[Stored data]
━━━━━━━━━━━━━━━━━━━━

PR #7590, opened 2020-08-13
Fix issue 7033: File.rawWrite is slow on Windows

canopyofstars:
To fix this issue, the newly added `openModeFlags` (and the enum `OpenMode` from which it's derived) is used to store the current open mode of a file. Thus, `rawWrite` can check if the file was already opened in binary mode to obviate temporarily changing the mode and thus executing two flushes.
A new method, `parseOpenModeString` is used to parse an open mode string, and it stores the desired open mode in `openModeFlags`. It's called in every method that changes a file's open mode. (See the documentation of this function for more information.)

I'd like your input on this, @schveiguy, since you asked to be notified about this.

### DIFF
--- a/std/stdio.d
+++ b/std/stdio.d
@@ -1077,6 +1077,12 @@ Throws: `ErrnoException` if the file is not opened or if the call to `fwrite` fa
         {
             immutable fd = ._fileno(_p.handle);
             immutable oldMode = ._setmode(fd, _O_BINARY);
+
+            version (DIGITAL_MARS_STDIO)
+            {
+                immutable info = __fhnd_info[fd];
+            }
+
             
             if (oldMode != _O_BINARY)
             {
@@ -1089,8 +1095,7 @@ Throws: `ErrnoException` if the file is not opened or if the call to `fwrite` fa
                 {
                     import core.atomic : atomicOp;
 
-                    // https://issues.dlang.org/show_bug.cgi?id=4243
-                    immutable info = __fhnd_info[fd];
+                    // https://issues.dlang.org/show_bug.cgi?id=4243 
                     atomicOp!"&="(__fhnd_info[fd], ~FHND_TEXT); 
                 }
             } 
--- a/std/stdio.d
+++ b/std/stdio.d
@@ -417,8 +417,8 @@ struct File
     }
 
     /**
-        Parses an open mode string where each mode is stored as a flag in
-        _p.openModeFlags.
+        Parses an open mode string where each specified mode is stored as a
+        flag in _p.openModeFlags.
 
         This function doesn't check if the string is invalid (e.g. nonsensical
         combinations); it merely returns if an unknown character is found.
--- a/std/stdio.d
+++ b/std/stdio.d
@@ -400,10 +400,10 @@ struct File
     package this(FILE* handle, string name, uint refs = 1, bool isPopened = false) @trusted
     {
         import core.stdc.stdlib : malloc;
-        import std.exception : enforce; 
+        import std.exception : enforce;
         assert(!_p);
         _p = cast(Impl*) enforce(malloc(Impl.sizeof), "Out of memory");
-        initImpl(handle, name, refs, isPopened); 
+        initImpl(handle, name, refs, isPopened);
     }
 
     private void initImpl(FILE* handle, string name, uint refs = 1, bool isPopened = false)
@@ -476,12 +476,12 @@ Throws: `ErrnoException` if the file could not be opened.
     this(string name, scope const(char)[] stdioOpenmode = "rb") @safe
     {
         import std.conv : text;
-        import std.exception : errnoEnforce; 
+        import std.exception : errnoEnforce;
 
         this(errnoEnforce(_fopen(name, stdioOpenmode),
                         text("Cannot open file `", name, "' in mode `",
                                 stdioOpenmode, "'")),
-                name); 
+                name);
 
         // MSVCRT workaround (issue 14422)
         version (MICROSOFT_STDIO)
@@ -520,7 +520,7 @@ Throws: `ErrnoException` if the file could not be opened.
     }
 
     ~this() @safe
-    { 
+    {
         detach();
     }
 
@@ -561,7 +561,7 @@ Throws: `ErrnoException` in case of error.
  */
     void open(string name, scope const(char)[] stdioOpenmode = "rb") @trusted
     {
-        resetFile(name, stdioOpenmode, false); 
+        resetFile(name, stdioOpenmode, false);
     }
 
     // https://issues.dlang.org/show_bug.cgi?id=20585
@@ -778,7 +778,7 @@ Params:
  */
     void fdopen(int fd, scope const(char)[] stdioOpenmode = "rb") @safe
     {
-        fdopen(fd, stdioOpenmode, null); 
+        fdopen(fd, stdioOpenmode, null);
     }
 
     package void fdopen(int fd, scope const(char)[] stdioOpenmode, string name) @trusted
--- a/std/stdio.d
+++ b/std/stdio.d
@@ -1077,7 +1077,7 @@ Throws: `ErrnoException` if the file is not opened or if the call to `fwrite` fa
         {
             immutable fd = ._fileno(_p.handle);
             immutable oldMode = ._setmode(fd, _O_BINARY);
-            
+
             if (oldMode != _O_BINARY)
             {
                 // need to flush the data that was written with the original mode
@@ -1090,8 +1090,8 @@ Throws: `ErrnoException` if the file is not opened or if the call to `fwrite` fa
             {
                 import core.atomic : atomicOp;
 
-                immutable info = __fhnd_info[fd];
                 // https://issues.dlang.org/show_bug.cgi?id=4243
+                immutable info = __fhnd_info[fd];
                 atomicOp!"&="(__fhnd_info[fd], ~FHND_TEXT);
                 scope (exit) __fhnd_info[fd] = info;
             }
--- a/std/stdio.d
+++ b/std/stdio.d
@@ -375,10 +375,24 @@ struct File
 
     private struct Impl
     {
+        import std.typecons : BitFlags;
+
         FILE * handle = null; // Is null iff this Impl is closed by another File
         shared uint refs = uint.max / 2;
         bool isPopened; // true iff the stream has been created by popen()
-        Orientation orientation;
+        Orientation orientation; 
+
+        enum OpenMode
+        {
+            r = 1 << 0,
+            w = 1 << 1,
+            a = 1 << 2,
+            b = 1 << 3,
+            // +
+            p = 1 << 4
+        }
+
+        BitFlags!OpenMode openModeFlags;
     }
     private Impl* _p;
     private string _name;
@@ -386,11 +400,10 @@ struct File
     package this(FILE* handle, string name, uint refs = 1, bool isPopened = false) @trusted
     {
         import core.stdc.stdlib : malloc;
-        import std.exception : enforce;
-
+        import std.exception : enforce; 
         assert(!_p);
         _p = cast(Impl*) enforce(malloc(Impl.sizeof), "Out of memory");
-        initImpl(handle, name, refs, isPopened);
+        initImpl(handle, name, refs, isPopened); 
     }
 
     private void initImpl(FILE* handle, string name, uint refs = 1, bool isPopened = false)
@@ -402,6 +415,45 @@ struct File
         _p.orientation = Orientation.unknown;
         _name = name;
     }
+
+    /**
+        Parses an open mode string where each mode is stored as a flag in
+        _p.openModeFlags.
+
+        This function doesn't check if the string is invalid (e.g. nonsensical
+        combinations); it merely returns if an unknown character is found.
+        Thus, this function should be called after checking errno.
+
+        Params:
+            modeStr = The open mode string.
+    */
+    private void parseOpenModeString(scope const(char)[] modeStr) pure nothrow
+        @safe @nogc
+    { 
+        foreach (ch; modeStr)
+        {
+            switch (ch) with (Impl.OpenMode)
+            {
+                case 'r':
+                    _p.openModeFlags |= r;
+                    break;
+                case 'w': 
+                    _p.openModeFlags |= w;
+                    break;
+                case 'a':
+                    _p.openModeFlags |= a;
+                    break;
+                case 'b':
+                    _p.openModeFlags |= b;
+                    break;
+                case '+':
+                    _p.openModeFlags |= p;
+                    break;
+                default: 
+                    return; 
+            }
+        }
+    } 
 
 /**
 Constructor taking the name of the file to open and the open mode.
@@ -424,18 +476,20 @@ Throws: `ErrnoException` if the file could not be opened.
     this(string name, scope const(char)[] stdioOpenmode = "rb") @safe
     {
         import std.conv : text;
-        import std.exception : errnoEnforce;
+        import std.exception : errnoEnforce; 
 
         this(errnoEnforce(_fopen(name, stdioOpenmode),
                         text("Cannot open file `", name, "' in mode `",
                                 stdioOpenmode, "'")),
-                name);
+                name); 
 
         // MSVCRT workaround (issue 14422)
         version (MICROSOFT_STDIO)
         {
             setAppendWin(stdioOpenmode);
         }
+
+        parseOpenModeString(stdioOpenmode);
     }
 
     /// ditto
@@ -466,7 +520,7 @@ Throws: `ErrnoException` if the file could not be opened.
     }
 
     ~this() @safe
-    {
+    { 
         detach();
     }
 
@@ -507,7 +561,7 @@ Throws: `ErrnoException` in case of error.
  */
     void open(string name, scope const(char)[] stdioOpenmode = "rb") @trusted
     {
-        resetFile(name, stdioOpenmode, false);
+        resetFile(name, stdioOpenmode, false); 
     }
 
     // https://issues.dlang.org/show_bug.cgi?id=20585
@@ -565,6 +619,8 @@ Throws: `ErrnoException` in case of error.
         {
             setAppendWin(stdioOpenmode);
         }
+
+        parseOpenModeString(stdioOpenmode);
     }
 
     private void closeHandles() @trusted
@@ -648,6 +704,8 @@ Throws: `ErrnoException` in case of error.
 
         if (name !is null)
             _name = name;
+
+        parseOpenModeString(stdioOpenmode);
     }
 
     @system unittest // Test changing filename
@@ -702,6 +760,7 @@ Throws: `ErrnoException` in case of error.
     version (Posix) void popen(string command, scope const(char)[] stdioOpenmode = "r") @safe
     {
         resetFile(command, stdioOpenmode ,true);
+        parseOpenModeString(stdioOpenmode);
     }
 
 /**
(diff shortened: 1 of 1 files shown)


std/stdio.d
```diff
@@ -375,10 +375,24 @@ struct File
...
+        {
+            r = 1 << 0,
+            w = 1 << 1,
+            a = 1 << 2,
+            b = 1 << 3,
+            // +
+            p = 1 << 4
+        }
+
+        BitFlags!OpenMode openModeFlags;
```
MoonlightSentinel, line 395: - Make it `version(Windows)` (it's only used on windows after all)
- `BitFlags` is redundant given your enum definition
- `openModeFlags` should be placed after `isPopened` for better packing.

std/stdio.d
```diff
@@ -375,10 +375,24 @@ struct File
...
     {
+        import std.typecons : BitFlags;
+
         FILE * handle = null; // Is null iff this Impl is closed by another File
         shared uint refs = uint.max / 2;
         bool isPopened; // true iff the stream has been created by popen()
-        Orientation orientation;
+        Orientation orientation; 
+
+        enum OpenMode
```
MoonlightSentinel, line 385: Short DDOC comments are appreciated

std/stdio.d
```diff
@@ -1074,21 +1134,25 @@ Throws: `ErrnoException` if the file is not opened or if the call to `fwrite` fa
...
-            {
-                import core.atomic : atomicOp;
+        { 
+            // Change mode iff current mode isn't binary
+            if (!(_p.openModeFlags & _p.OpenMode.b))
+            { 
+                flush(); // before changing translation mode
+                immutable fd = ._fileno(_p.handle);
+                immutable mode = ._setmode(fd, _O_BINARY);
+                scope(exit) ._setmode(fd, mode);
```
MoonlightSentinel, line 1144: This now happens before the actual write because the `if` introduces a scope relevant for `scope (exit)`.

CyberShadow:
Is this actually faster? Are there any benchmarks?

I think the proper way to do bulk writes is to use `lockingBinaryWriter`.

schveiguy:
> I think the proper way to do bulk writes is to use `lockingBinaryWriter`.

I think you are right -- in the general case. However, when you open a file for writing binary mode (as the bug report indicates), the fact that `rawWrite` is going to flush before and after every write is insane. So we still should try and solve that problem.

However, my view on the approach has changed, now that I've looked at this more closely. I originally thought you could cache the last mode (binary or not), but there are other modes besides BINARY which the FILE could be. Plus there's the valid concern that @MoonlightSentinel brings up that someone can alter the mode outside of the `File` operations.

Here is my recommendation for implementation now (sorry for not giving more time to it earlier):

1. Create a member `bool _likelyBinary`, which is set to true when we expect the FILE * is in binary mode. You do not need to parse the input string, just use `auto curMode = _setmode(_O_BINARY)` to read the current mode (and then set it back if necessary).
2. Inside `rawWrite`, if `_likelyBinary` is true, try setting the mode before flushing, paying attention to the previous mode. If the mode is not binary, then clear the flag, set it back to the original mode, and run the current code (flush 2x, etc). If it is binary, no need to set the mode at the end, and no need to flush either time. Conversely, if it was binary, set the flag to avoid any further flushing.

So rough pseudocode:
```D
   private void initializeLikelyBinary() { // called from all ctors
      auto oldMode = _setMode(fd, _O_BINARY);
      _setMode(fd, oldMode);
      _likelyBinary = oldMode == _O_BINARY;
   }

   ...

   rawWrite(T[] arr) {
      int oldMode;
      if(_likelyBinary) {
         oldMode = _setMode(fd, _O_BINARY);
         if(oldMode != _O_BINARY) {
              // oops, it wasn't binary!
              _likelyBinary = false;
              _setMode(fd, oldMode);
         }
         else
              goto skipFlush;
      }
      flush();
      oldMode = _setMode(fd, _O_BINARY);
      if(oldMode == _O_BINARY)
         _likelyBinary = true; // don't do it next time
skipFlush:
      ... // normal rawWrite
      if(!_likelyBinary) {
          flush();
          _setMode(fd, oldMode);
      }
   }
```

All this should be versioned with Windows. This should solve the bug, AND satisfy @MoonlightSentinel's concerns.

CyberShadow:
That sounds like it's in the right direction. Though, if `_setmode` is O(1), then there is no need for `_likelyBinary`. We can look at the implementation for DMC, at least.

I think it would be good to introduce a `version` indicating whether text mode and binary mode are effectively the same, just so it's clear which particular difference between Windows and POSIX is addressed by using conditional compilation here.

schveiguy:
It's likely O(1), but still an opaque call at least, and at worst may have to lock something, which might make it more expensive? I'd expect that the likelihood that the binary mode changes between calls to `rawWrite` is pretty low.

For sure, we can do it without storing an extra boolean in the heap-allocated struct, but the cost of storing that extra boolean is pretty small.

CyberShadow:
> For sure, we can do it without storing an extra boolean in the heap-allocated struct, but the cost of storing that extra boolean is pretty small.

I was thinking more about the complexity and the additional state (e.g. to a casual observer it wouldn't be clear what the interaction is between `likelyBinary` and `orientation`).

schveiguy:
The single point of the boolean is to do the minimum `_setmode` calls. We have to do at least one to see what the mode is. Certainly it's an optimization and isn't required to make the code faster than the current situation.

And thinking about it more, if you use `_setmode` and find out it *wasn't* binary, the cost of calling the extra `_setmode` is likely miniscule compared to the premature flushing that is about to happen. So sure, let's do it without the boolean at first. It makes the ctor simpler too. I'll update my proposal above.

canopyofstars:
Implemented the proposal.

By the way, this is DMC's `setmode` [implementation](https://github.com/DigitalMars/dmc/blob/9a774f3f2b3227fd416ec3a83cb9eb8f8751425f/src/core/SETMODE.C); rather, this is it locking streams in a loop.
```c
int setmode(int fd, int mode)
{
    // ...
    for (fp = &_iob[0]; fp < &_iob[_NFILE]; fp++)
    {
        __fp_lock(fp);
        // ...
    }
    // ...
}
```

std/stdio.d
canopyofstars: Not that it matters anymore, but isn't the whole point of `BitFlags` to provide a safer interface than the raw enum value? If that's the case, I don't think it's superfluous.

schveiguy:
> By the way, this is DMC's `setmode` [implementation](https://github.com/DigitalMars/dmc/blob/9a774f3f2b3227fd416ec3a83cb9eb8f8751425f/src/core/SETMODE.C); rather, this is it locking streams in a loop.

Yikes! Note that DMC has a limit of 64 open file descriptors anyway. But yeah, that's painful. However, it's clear from that code that the binary mode is not set on the file descriptor but rather the FILE * or `_iob`. Perhaps locking that and checking the `flag` member instead of using setmode to determine the current mode is an option. There's already precedent for this inside std.stdio.

schveiguy:
Trailing whitespace on lines 1086, 1098, 1099, 1101

std/stdio.d
```diff
@@ -1075,27 +1075,53 @@ Throws: `ErrnoException` if the file is not opened or if the call to `fwrite` fa
...
             version (DIGITAL_MARS_STDIO)
             {
-                import core.atomic : atomicOp;
-
-                // https://issues.dlang.org/show_bug.cgi?id=4243
                 immutable info = __fhnd_info[fd];
-                atomicOp!"&="(__fhnd_info[fd], ~FHND_TEXT);
-                scope(exit) __fhnd_info[fd] = info;
             }
-            scope(exit) flush(); // before restoring translation mode
```
schveiguy, line 1091: You can still use scope guards throughout here. Just prefix them with the proper `if`. e.g.:

```D
scope(exit) if (oldMode != _O_BINARY) flush();
```

Same with the setting of the mode, and the storing of the info back.

also restore the whole `version (DIGITAL_MARS_STDIO)` block as it was, and put it after the if statement below.

canopyofstars: Am I to assume to that the atomic operation performed in that version block doesn't have a relatively discernible performance penalty?

schveiguy: It's just 1. easier to follow if you put everything into one version block, and 2. easier to prove that it does the same thing as before (your ordering of calls was different than the original).

canopyofstars:
> Yikes! Note that DMC has a limit of 64 open file descriptors anyway. But yeah, that's painful. However, it's clear from that code that the binary mode is not set on the file descriptor but rather the FILE * or `_iob`. Perhaps locking that and checking the `flag` member instead of using setmode to determine the current mode is an option. There's already precedent for this inside std.stdio.

Unless I misunderstood, it seems that there is no _flag field for MS' [implementation](https://github.com/dlang/druntime/blob/master/src/core/stdc/stdio.d).
```c
else version (CRuntime_Microsoft)
{
    // ...

    ///
    struct _iobuf
    {
        void* undefined;
    }

    // ...
}
```

std/stdio.d
```diff
@@ -1075,21 +1075,37 @@ Throws: `ErrnoException` if the file is not opened or if the call to `fwrite` fa
...
+                .setmode(fd, _O_BINARY);
+            }
+
             version (DIGITAL_MARS_STDIO)
             {
                 import core.atomic : atomicOp;
 
-                // https://issues.dlang.org/show_bug.cgi?id=4243
                 immutable info = __fhnd_info[fd];
+                // https://issues.dlang.org/show_bug.cgi?id=4243
```
schveiguy, line 1094: Probably an artifact from refactoring? Can you move the comment back?

std/stdio.d
```diff
@@ -1075,21 +1075,37 @@ Throws: `ErrnoException` if the file is not opened or if the call to `fwrite` fa
 
         version (Windows)
         {
-            flush(); // before changing translation mode
             immutable fd = ._fileno(_p.handle);
-            immutable mode = ._setmode(fd, _O_BINARY);
-            scope(exit) ._setmode(fd, mode);
+            immutable oldMode = ._setmode(fd, _O_BINARY);
+
```
schveiguy, line 1080: trailing whitespace line 1080 here (according to autotester)

schveiguy:
> Unless I misunderstood, it seems that there is no _flag field for MS

Yep, you did not misunderstand. You would have to do something separate for digital mars stdio. It's not critical to do now I don't think, let's just get this in, and we can worry about squeezing more performance later. I still think the speed is going to be possibly comparable, and I also don't imagine many people are using DMC runtime over MSVC runtime.

It might be a good gut-check to run against the DMC runtime with the original bug report (but set the open mode to non-binary) and see how it does before and after.

std/stdio.d
canopyofstars: Should be good, assuming my editor did its job since I'm incapable of discerning needless whitespace.

std/stdio.d
canopyofstars: Done.

canopyofstars:
> Yep, you did not misunderstand. You would have to do something separate for digital mars stdio. It's not critical to do now I don't think, let's just get this in, and we can worry about squeezing more performance later. I still think the speed is going to be possibly comparable, and I also don't imagine many people are using DMC runtime over MSVC runtime.

Wouldn't it be something to this effect?

```d
version (Windows)
{
	immutable fd = ._fileno(_p.handle);

	version (MICROSOFT_STDIO)
	{
		// Do changes made in this commit.
	}

	version (DIGITAL_MARS_STDIO)
	{
		immutable info = __fhnd_info[fd];

		if (info & FHND_TEXT)
		{
			flush();
			atomicOp!"&="(__fhnd_info[fd], ~FHND_TEXT);
		}
		
		scope (exit) __fhnd_info[fd] = info;
	}
}
```

schveiguy:
> Wouldn't it be something to this effect?

No, you have to duplicate the code in DMC and just read the flags (though you don't have to search, you know the `FILE *`). The `__fhnd_info` seems to be a separate piece related to that old bug.

canopyofstars:
> No, you have to duplicate the code in DMC runtime and just read the flags (though you don't have to search, you know the `FILE *`). The `__fhnd_info` seems to be a separate piece related to that old bug.

Understood. But as you mentioned, the prevalence of DMC's runtime makes me question whether it's worth it. Regardless, thank you for posting this issue on the NG. I didn't do all that much but bungle your proposal's implementation, but it was still a learning experience.

schveiguy:
> I didn't do all that much but bungle your proposal's implementation, but it was still a learning experience.

You did great! Thanks for making this fix.

schveiguy:
@CyberShadow any more comments on this?

CyberShadow:
Well, in lieu of tests, some benchmark numbers would be nice, just so we're sure we're solving the right performance problem. (I see in principle why this would obviously be faster, but also, programs like `cat` don't buffer at all, and that hasn't caused problems, because the OS also does buffering unless the file was opened in direct mode.) That would also be an opportunity to check the effect of minimizing `_setmode` calls.

schveiguy:
> programs like `cat` don't buffer at all

Sure it does: https://github.com/coreutils/coreutils/blob/5b8161ee4dc95308c9ef89a5268aa87a7f32d4bf/src/cat.c#L513-L517

buffering is faster because you spend less system calls. Yes, the OS does buffering, but the cost of getting at the buffer is much higher than writing to memory.

In the case of `cat`, it can decide how much data to fetch at a time (because the whole file is available). The use case here provides data a tiny bit at a time (i.e. the bug report example). flushing after every tiny bit is always going to perform worse than flushing after a buffer worth of data 100% of the time.

> in lieu of tests

I hate to set up CI tests that depend on performance, because we can't control the system being used to test.

> some benchmark numbers would be nice

I agree. I can see about running this PR on a Windows box. @canopyofstars if you have some benchmarks you can run, it would be useful to post here.

CyberShadow:
> Sure it does: https://github.com/coreutils/coreutils/blob/5b8161ee4dc95308c9ef89a5268aa87a7f32d4bf/src/cat.c#L513-L517
> 
> buffering is faster because you spend less system calls. Yes, the OS does buffering, but the cost of getting at the buffer is much higher than writing to memory.

No, `cat` does not buffer in the sense that C `FILE` does. `cat` continuously waits until data arrives, and as soon as it does, it writes out however much it received. You can check this by doing e.g. `for n in 1 2 3 4 5 ; do printf %s $n ; sleep 1 ; done | cat > a.txt`.

> In the case of `cat`, it can decide how much data to fetch at a time (because the whole file is available).

Pretty sure that's not how it works.

schveiguy:
The use case is completely different. Yes, `cat` reads as much as it has buffer space for, and immediately writes it out, but it does read it into a buffer. What it doesn't do is hold back data to write until it has a full buffer's worth of data, even if the read source is slow. In this sense, `cat` performs as well as the underlying source performs, and that's fine for that use case.

There is no way to for `cat` to duplicate the problem we are experiencing here, because what would need to happen is to have the data available, but only 4 bytes provided per read call. The kernel doesn't work that way.

My usual way of showing that buffering is worth it is to use `dd`:

```sh
$ time dd if=/dev/zero of=zeroes bs=4 count=1000000
1000000+0 records in
1000000+0 records out
4000000 bytes (4.0 MB, 3.8 MiB) copied, 1.91583 s, 2.1 MB/s

real	0m1.918s
user	0m0.681s
sys	0m1.237s
$ time dd if=/dev/zero of=zeroes bs=4000 count=1000
1000+0 records in
1000+0 records out
4000000 bytes (4.0 MB, 3.8 MiB) copied, 0.0069534 s, 575 MB/s

real	0m0.011s
user	0m0.004s
sys	0m0.007s
```

Both write 4MB, the first does it 4 bytes at a time, the second does it 4000 bytes at a time.

CyberShadow:
> The use case is completely different. Yes, `cat` reads as much as it has buffer space for, and immediately writes it out, but it does read it into a buffer. What it doesn't do is hold back data to write until it has a full buffer's worth of data, even if the read source is slow. In this sense, `cat` performs as well as the underlying source performs, and that's fine for that use case.

Yes, that's exactly what I meant. What I meant to say in addition to that is that, when `cat`'s output is a file, there is no additional buffering going on.

> There is no way to for `cat` to duplicate the problem we are experiencing here, because what would need to happen is to have the data available, but only 4 bytes provided per read call. The kernel doesn't work that way.

The kernel does the buffering in the case of process pipes. I'm not sure if there's a guarantee there, though. I see there's a way to create a datagram-like pipe, but I didn't get it to work.

> My usual way of showing that buffering is worth it is to use `dd`:

Good illustration, thanks.

canopyofstars:
I've benchmarked two programs, where one uses the current rawWrite (`current.exe`) and the other uses the version from this PR (`new.exe`). Each program is built from the D example used in the original [issue](https://issues.dlang.org/show_bug.cgi?id=7033#c0). `bytes_test.dat` is written to an SSD (a SSD?).

ldc2 was used to compile both executables.
| Program   | Command                                      |
| ------------|------------------------------------|
| `current.exe` | `ldc2 --O2 --of current.exe test.d` |
| `new.exe`       | `ldc2 --O2 --of new.exe test.d` |

_Please note that `new.exe` was built in the presence of this PR's `std/stdio.d`._

To benchmark them, I created a brief [PowerShell script](https://gist.github.com/canopyofstars/cac3446002eef3b210a1fc779898c458). This script will print out the mean execution time (in milliseconds) over a number of repetitions (e.g. 1000).

`.\benchmark.ps1 -prog .\current.exe -reps 1000`
`.\benchmark.ps1 -prog .\new.exe -reps 1000`

The results:
| Program   | Time (ms) |
|------------|-----------|
| `current.exe` | `3216.4089` |
| `new.exe` | `76.3247` |

As you can see, `current.exe` is __~42x__ slower.

schveiguy:
Thanks @canopyofstars. If possible, do you think you can run dmd instead of ldc, and make sure you use -m32 to ensure we are using the DMC runtime? I still think the improvement will be just as stark.

CyberShadow:
> As you can see, `current.exe` is, on average, **~42x** slower on my machine.

Fantastic. Thank you very much. It's good to have numbers like this on record to justify the change.

canopyofstars:
> Thanks @canopyofstars. If possible, do you think you can run dmd instead of ldc, and make sure you use -m32 to ensure we are using the DMC runtime? I still think the improvement will be just as stark.

| Program       | Command                                |
|---------------|----------------------------------------|
| `current.exe` | `dmd -m32 -O -of="current.exe" test.d` |
| `new.exe`     | `dmd -m32 -O -of="new.exe" test.d`     |

`.\benchmark.ps1 -prog .\current.exe -reps 100`
`.\benchmark.ps1 -prog .\new.exe -reps 100`

_I reduced the number of iterations in the interest of time. After a few tests with `new.exe`, I don't believe this change will have a significant impact on the results._

| Program       | Time (ms)   |
|---------------|-------------|
| `current.exe` | `3361.1693`  |
| `new.exe`     | `119.3520` |

In this instance, `current` is __~28x__ slower.

> Fantastic. Thank you very much. It's good to have numbers like this on record to justify the change.

Indeed. I should've done so from the beginning with my first commit.

wilzbach:
> Thanks @canopyofstars. If possible, do you think you can run dmd instead of ldc, and make sure you use -m32 to ensure we are using the DMC runtime? I still think the improvement will be just as stark.

FWIW (and future discussions) we no longer cater to DMD outdated optimizer or DMC's runtime here. It's a waste of time.
So the PR would have been good to go already ;-)

schveiguy:
> we no longer cater to DMD outdated optimizer or DMC's runtime here.

understood. I just wanted to make sure it's not *worse*. I didn't see how it could be, but we do have another option in terms of handling DMC's runtime without the slow loop that currently is `setmode`. But the question has been answered, so we are all set.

━━━━━━━━━━━━━━━━━━━━

▸ **The problem**:
The lines to return are those with the string "copied" in them; copy each from the entries above.

▸ **Solution below**:
4000000 bytes (4.0 MB, 3.8 MiB) copied, 1.91583 s, 2.1 MB/s
4000000 bytes (4.0 MB, 3.8 MiB) copied, 0.0069534 s, 575 MB/s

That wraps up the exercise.